The T7 drive isn’t just an AI server. It’s becoming a portable offline knowledge hub. Offline Wikipedia via Kiwix, survival guides, recipe database, programming references, entertainment. The idea is that if the internet goes down (hurricane season in Tampa is no joke), I can plug this drive into any computer and have a complete knowledge server.

AI that works without internet. Wikipedia that works without internet. Recipes, maps, reference docs.
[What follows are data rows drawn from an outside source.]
PR #1196, opened 2023-05-09
Shaun lig 3228 fix pip build and release action

shaundaley39:
See discussion in issue:
https://linear.app/lightly/issue/LIG-3228/fix-pip-build-and-release-action

Test workflow run:
https://github.com/lightly-ai/lightly/actions/runs/4925523237/jobs/8799856074

### DIFF
--- a/.github/workflows/release_pypi.yml
+++ b/.github/workflows/release_pypi.yml
@@ -25,6 +25,7 @@ jobs:
       uses: actions/setup-python@v4
       with:
         python-version: "3.10"
+        check-latest: true
     - name: Build and release
       id: build_and_release
       run: |
--- a/.github/workflows/test_release_pypi.yml
+++ b/.github/workflows/test_release_pypi.yml
@@ -1,0 +1,36 @@
+name: Build and release lightly
+
+on:
+  workflow_dispatch:
+  push:
+    branches:
+      - shaun-lig-3228-fix-pip-build-and-release-action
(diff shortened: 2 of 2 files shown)


.github/workflows/release_pypi.yml
```diff
@@ -25,6 +25,7 @@ jobs:
       uses: actions/setup-python@v4
       with:
         python-version: "3.10"
+        check-latest: true
```
guarin, line 28: What is the expected behavior here? AFAIK `check-latest` checks if the latest python version is installed. But this will never be the case because the version is pinned to `3.10` just above.

guarin (changes requested):
Added a question :)

.github/workflows/release_pypi.yml
guarin: If it was just a one time error I am also fine with leaving as is.

shaundaley39: `3.10` fixes on the minor version, but still consumes patch version updates with `check-latest: true`. That's the effect.

Likewise, I'd also be ok with not having this change. This would eliminate one potential cause.

guarin: I would keep it as is. There a no longer 3.10 versions released as current version is 3.11.

shaundaley39: Fair, that settles it.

All on one bus-powered SSD.

But that’s a story for another post.

How to Do This Yourself

  1. Get any computer with Docker installed
  2. docker compose up -d with the Ollama + Open WebUI stack
  3. docker exec ollama ollama pull dolphin-llama3:8b
  4. Open http://localhost:3080 in your browser
  5. Create an admin account
  6. Start chatting

Total setup time: about 20 minutes, most of which is waiting for model downloads. Total cost if you already have a computer: $0.

Your own private, uncensored AI. No cloud. No subscriptions. No data leaving your house.


I run Ollama on a homelab I built for under $500. The models are open-source and free. The only ongoing cost is electricity, which is negligible for a 35-watt mini PC.